Chapter 2 — Fate’s Envelope Sealed With Death’s Spittle

Peter first pondered the possibility of pursuing popehood at a very young age. Pope was not his initial preference. Sister Evelene, a bit player with enormous impact in this epic, dragged him by the ear in that direction.

Everything about Sister Evelene’s classroom was authoritarian. She realized decades earlier that given half a chance first-graders would walk all over you. Her frequently spat motto frequently included spray. Hence the moniker: Old Foamy.

“Shut up and sit still. Maybe you’ll learn something.”

Sister Evelene saw to it each and every morning that the five rows of ten desks each lined up meticulously along the worn, well-waxed tile floor. If not, she ordered the students to push them to within a cat’s hair of alignment.

There were rules. No looking out the window at the gray-blue Lathrop Village overcast. No squirming, no fidgeting. With few exceptions, such as when reading or writing, students sat ramrod straight and looked directly at her. No slouching. Only Lutherans slouched. The children’s perception of Lutherans was universally consistent if not necessarily accurate.

(The fact that it was a Christian religion did not keep Lutheranism from being essentially evil. Lutherans hated the pope. The father of that particular heresy, Martin Luther, began his religious life as a Catholic priest. It may well be true that many devout Catholics evolved into some of the grandest anti-Catholics. Luther rebelled against the Church’s practice of selling indulgences [redemption coupons] to finance the sixteenth century remodeling of Saint Peter’s Basilica in Rome.
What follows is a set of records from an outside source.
Issue #673, opened 2025-05-20
Design & implement non-placeholder storybook


wjt:
Currently the storybook looks like this:

![Image](https://github.com/user-attachments/assets/bf329666-be3f-4c0d-98de-602a0b84ecc6)

This is of course very much a placeholder. Conceptually it should look more like a book.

Since Luther and his Lutherans all ended up rotting in Hell, it was probably a better idea to sit up straight than to tempt fate.)

Grade school children were not allowed to dress like whores and gigolos, hence the dress code was strictly enforced. Boys wore navy blue pressed slacks. The school issued royal blue long-sleeved dress shirts emblazoned with the Saint-Michael-The-Archangel-Catholic School emblem: A fist clenching a flaming sword also dripped blood.

(Most likely the devil’s blood. Though it may have been the blood of children who misbehaved. The designer of the logo had taken liberties. While St. Mikey is usually pictured slaying a dragon [Lucifer], the sword rarely flames. More often he holds a scale [used to weigh souls!] in his other hand. As a former archangel, Lucifer used to be God’s best friend up in Heaven. Then one day he got the idea in his head that he would like to be in charge. God sent Mikey to slew Luci and throw him into Hell. That is the only recorded attempt to overthrow God in Heaven. It is unknown if safeguards have been taken to thwart future heavenly mutinies.)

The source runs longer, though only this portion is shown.